What this task involves: Please copy exactly the lines from the top of the data through the line containing "### Key places", and nothing else.
Segment Start: Exercise input
Issue #3515, opened 2024-07-30
[Byzantine testing] - Add Byzantine Test where we have a dishonest leader


lukeiannucci:
### What is this task and why do we need to work on it?

Write a Byzantine integration test where a leader is being dishonest by replacing the QC it is proposing with a QC from an older view 

### What are the acceptance criteria to close this issue?

Integration test that mocks a dishonest leader

PR #3516, opened 2024-07-30
Add Byzantine Test where we have a dishonest leader

lukeiannucci:
Closes #[3515](https://github.com/EspressoSystems/HotShot/issues/3515)

### This PR: 

Uses byzantine trait in testing framework to create a dishonest leader that will replace proposed QC with a QC from a previous view

### Key places to review: 

`tests/tests_1/test_with_failures_2.rs` I added the integration test at the bottom to test dishonest leader

### DIFF
--- a/crates/hotshot/src/tasks/mod.rs
+++ b/crates/hotshot/src/tasks/mod.rs
@@ -25,6 +25,8 @@ use hotshot_task_impls::{
 };
 use hotshot_types::{
     constants::EVENT_CHANNEL_SIZE,
+    data::QuorumProposal,
+    message::Proposal,
     message::{Messages, VersionedMessage},
     traits::{
         network::ConnectedNetwork,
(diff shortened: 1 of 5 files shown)


crates/hotshot/src/tasks/mod.rs
```diff
@@ -364,6 +366,83 @@ impl<TYPES: NodeType, I: NodeImplementation<TYPES>> EventTransformerState<TYPES,
...
+    fn handle_proposal_send_event(
+        &self,
+        event: &HotShotEvent<TYPES>,
+        proposal: &Proposal<TYPES, QuorumProposal<TYPES>>,
+        sender: &TYPES::SignatureKey,
+    ) -> Vec<HotShotEvent<TYPES>> {
+        let dishonest = self.cached_events.len() == 2;
+        if !dishonest {
+            return vec![event.clone()];
+        }
```
bfish713, line 411: IIUC this means this leader will send 1 dishonest proposal on the second time it proposes.

Also you don't need a variable for `dishonest`

lukeiannucci: yes, that is what it currently does. the second time this node node proposes it will send old qc

crates/hotshot/src/tasks/mod.rs
```diff
@@ -408,6 +410,91 @@ impl<TYPES: NodeType, I: NodeImplementation<TYPES>> EventTransformerState<TYPES,
...
+    pub total_proposals_from_node: u64,
+    /// which proposals to be dishonest at
+    pub dishonest_at_proposal_numbers: HashSet<u64>,
+    /// how far back to look for a QC
+    pub view_look_back: usize,
+    /// phantom
+    pub _phantom: std::marker::PhantomData<I>,
+}
+
+/// add trait to handle proposal events for a dishonest leader
```
jparr721, line 428: Could we adjust the punctuation and wording here to more clearly explain this?

crates/hotshot/src/tasks/mod.rs
```diff
@@ -408,6 +410,91 @@ impl<TYPES: NodeType, I: NodeImplementation<TYPES>> EventTransformerState<TYPES,
...
+trait DishonestProposal<TYPES: NodeType, I: NodeImplementation<TYPES>> {
+    /// send dishonest proposal
```
jparr721, line 430: Same here, this comment and function name somewhat clash. It looks like it does more than just send a single dishonest proposal.

crates/hotshot/src/tasks/mod.rs
```diff
@@ -408,6 +410,91 @@ impl<TYPES: NodeType, I: NodeImplementation<TYPES>> EventTransformerState<TYPES,
...
+            .dishonest_at_proposal_numbers
+            .contains(&self.total_proposals_from_node)
+            || length == 0
+        {
+            return vec![event.clone()];
+        }
+
+        // grab qc from specified look back
+        let proposal_from_lookback = if length - 1 < self.view_look_back {
+            // if look back is to far just take the first proposal
```
jparr721, line 459: nit: "too"

crates/hotshot/src/tasks/mod.rs
```diff
@@ -408,6 +410,91 @@ impl<TYPES: NodeType, I: NodeImplementation<TYPES>> EventTransformerState<TYPES,
...
+
+impl<TYPES: NodeType, I: NodeImplementation<TYPES>> DishonestProposal<TYPES, I>
+    for DishonestLeader<TYPES, I>
+{
+    fn handle_proposal_send_event(
+        &self,
+        event: &HotShotEvent<TYPES>,
+        proposal: &Proposal<TYPES, QuorumProposal<TYPES>>,
+        sender: &TYPES::SignatureKey,
+    ) -> Vec<HotShotEvent<TYPES>> {
```
jparr721, line 447: Looks like this function returns a `vec` of HotShotEvents, but both instances we return a vec with a single value in it. Perhaps we can just return the flat event itself?

crates/testing/src/overall_safety_task.rs
```diff
@@ -195,6 +210,16 @@ impl<TYPES: NodeType, I: TestableNodeImplementation<TYPES>> TestTaskState
                 self.error = Some(Box::new(OverallSafetyTaskErr::<TYPES>::TooManyFailures {
                     failed_views: self.ctx.failed_views.clone(),
                 }));
+            } else if !expected_views_to_fail.is_empty()
+                && !expected_views_to_fail.contains(&view_number)
+            {
+                let _ = self.test_sender.broadcast(TestEvent::Shutdown).await;
```
jparr721, line 216: Looks like this exact block is duplicated. Could we perhaps make it a single helper or something? It lowers the refactor burden as someone could miss one of the copies.

jparr721 (dismissed):
Couple of comments

crates/hotshot/src/tasks/mod.rs
lukeiannucci: let me know if this is clearer

crates/testing/src/overall_safety_task.rs
lukeiannucci: refactored

bfish713:
I see that your adding the expected views to fail but I think it's missing the most important part.  The check you have just says it's ok to have a failed view if it's expected.  I think for byzantine tests we want the check to also make sure that we don't succeed in a view we expected to fail.  Maybe improving the safety task with this can be a follow up

jparr721 (commented):
LGTM, I think Brendon has a comment so I'll let him approve

bfish713 (approved):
Segment End: Exercise input
Answer section:
Issue #3515, opened 2024-07-30
[Byzantine testing] - Add Byzantine Test where we have a dishonest leader


lukeiannucci:
### What is this task and why do we need to work on it?

Write a Byzantine integration test where a leader is being dishonest by replacing the QC it is proposing with a QC from an older view 

### What are the acceptance criteria to close this issue?

Integration test that mocks a dishonest leader

PR #3516, opened 2024-07-30
Add Byzantine Test where we have a dishonest leader

lukeiannucci:
Closes #[3515](https://github.com/EspressoSystems/HotShot/issues/3515)

### This PR: 

Uses byzantine trait in testing framework to create a dishonest leader that will replace proposed QC with a QC from a previous view

### Key places to review: 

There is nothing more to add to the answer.